Problem:
Among the records that follow, set down only the lines from the one containing "Couldn't help but" to the one containing "certainly we've talked", both included, exactly.

(Data supplied Opens)

PR #1436, opened 2024-09-24
feat: compress replay data

pauldambra:
We want to compress replay payloads since they're sometimes massive and very compressible

We do compress the entire payload when it is travelling over the network and when in storage, but at points in processing it is not compressed and we can leave some data compressed to make life easier on our infra

But blob ingestion needs to read some metadata from some events so we don't want to just compress everything

So, we now support posthog-js partially compressing selected payloads 

This only compresses when it is enabled so we can test this ourselves to see what the what

pairs with https://github.com/PostHog/posthog/pull/25183

### DIFF
--- a/src/extensions/replay/sessionrecording.ts
+++ b/src/extensions/replay/sessionrecording.ts
@@ -125,10 +125,12 @@ export type compressedEvent =
 export type compressedEventWithTime = compressedEvent & {
     timestamp: number
     delay?: number
+    // marker for compression version
+    cv: '2024-10'
 }
 
 function gzipToString(data: unknown): string {
-    return strFromU8(gzipSync(strToU8(JSON.stringify(data))))
+    return strFromU8(gzipSync(strToU8(JSON.stringify(data))), true)
 }
 
 // rrweb's packer takes an event and returns a string or the reverse on unpact,
@@ -140,11 +142,13 @@ function compressEvent(event: eventWithTime, ph: PostHog): eventWithTime | compr
             return {
                 ...event,
                 data: gzipToString(event.data),
+                cv: '2024-10',
             }
         }
         if (event.type === EventType.IncrementalSnapshot && event.data.source === IncrementalSource.Mutation) {
             return {
                 ...event,
+                cv: '2024-10',
                 data: {
                     ...event.data,
                     texts: gzipToString(event.data.texts),
@@ -157,6 +161,7 @@ function compressEvent(event: eventWithTime, ph: PostHog): eventWithTime | compr
         if (event.type === EventType.IncrementalSnapshot && event.data.source === IncrementalSource.StyleSheetRule) {
             return {
                 ...event,
+                cv: '2024-10',
                 data: {
                     ...event.data,
                     adds: gzipToString(event.data.adds),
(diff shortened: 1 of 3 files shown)


marandaneto (approved):

src/extensions/replay/sessionrecording.ts
```diff
@@ -88,6 +89,95 @@ const newQueuedEvent = (rrwebMethod: () => void): QueuedRRWebEvent => ({
...
+export type compressedEventWithTime = compressedEvent & {
+    timestamp: number
+    delay?: number
+    // marker for compression version
+    cv: '2024-10'
+}
+
+function gzipToString(data: unknown): string {
+    return strFromU8(gzipSync(strToU8(JSON.stringify(data))), true)
+}
```
richard-better, line 134: Have you considered streaming, for at least the full snapshots? This seems memory intensive to do the Object->String->Array->Gzip->String transformation synchronously 

(Though I imagine it would need a bigger refactor to the network code)

benjackwhite: Streaming in the browser? 🤔 certainly not a thing I've ever heard of?

src/extensions/replay/sessionrecording.ts
```diff
@@ -88,6 +89,95 @@ const newQueuedEvent = (rrwebMethod: () => void): QueuedRRWebEvent => ({
...
+                data: gzipToString(event.data),
+                cv: '2024-10',
+            }
+        }
+        if (event.type === EventType.IncrementalSnapshot && event.data.source === IncrementalSource.Mutation) {
+            return {
+                ...event,
+                cv: '2024-10',
+                data: {
+                    ...event.data,
```
benjackwhite, line 153: Not sure what gains this really gives.
Why not pull out from the data any counters you need and then just compress the entire object? In theory it would _never_ need to be decompressed and can then be written straight to the S3 file for example and then decompressed at read time.
_Or_ at least it would be a simple single decompression of the whole payload rather than multiple ones?

benjackwhite (commented):
Couldn't help but comment on an interesting PR...

src/extensions/replay/sessionrecording.ts
richard-better: It's new-ish (at least for sending, reading the response as a stream has been available for a while): https://developer.chrome.com/docs/capabilities/web-apis/fetch-streaming-requests#using_with_writable_streams

src/extensions/replay/sessionrecording.ts
pauldambra: so... we know that when compressed the data fits into kafka but when uncompressed it doesn't always (and we reject it unnecessarily)

when I looked at pulling the metadata out (and it's fair I don't have this anywhere but in my head)

i at least had to change the SDK, django capture, blobby and maybe playback depending on how it was implemented

and we'd still have multiple compress/decompress steps since we're doing that at network boundaries anyway

this way i can test the impact with a relatively small change

src/extensions/replay/sessionrecording.ts
pauldambra: we'd not... that's interesting.
certainly we've talked about having a fast path for full snapshots at least since if all we capture are full snapshots we can play something back

src/extensions/replay/sessionrecording.ts
pauldambra: > what gains this really gives.

it should mean that the data that is currently not making into kafka from rust or django capture does make it in
without having to change anything else
so i can probe if that's the last piece of the puzzle for playback issues

pauldambra: #BiasForImpact :p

(Data supplied Closes)

The completed task:
Couldn't help but comment on an interesting PR...

src/extensions/replay/sessionrecording.ts
richard-better: It's new-ish (at least for sending, reading the response as a stream has been available for a while): https://developer.chrome.com/docs/capabilities/web-apis/fetch-streaming-requests#using_with_writable_streams

src/extensions/replay/sessionrecording.ts
pauldambra: so... we know that when compressed the data fits into kafka but when uncompressed it doesn't always (and we reject it unnecessarily)

when I looked at pulling the metadata out (and it's fair I don't have this anywhere but in my head)

i at least had to change the SDK, django capture, blobby and maybe playback depending on how it was implemented

and we'd still have multiple compress/decompress steps since we're doing that at network boundaries anyway

this way i can test the impact with a relatively small change

src/extensions/replay/sessionrecording.ts
pauldambra: we'd not... that's interesting.
certainly we've talked about having a fast path for full snapshots at least since if all we capture are full snapshots we can play something back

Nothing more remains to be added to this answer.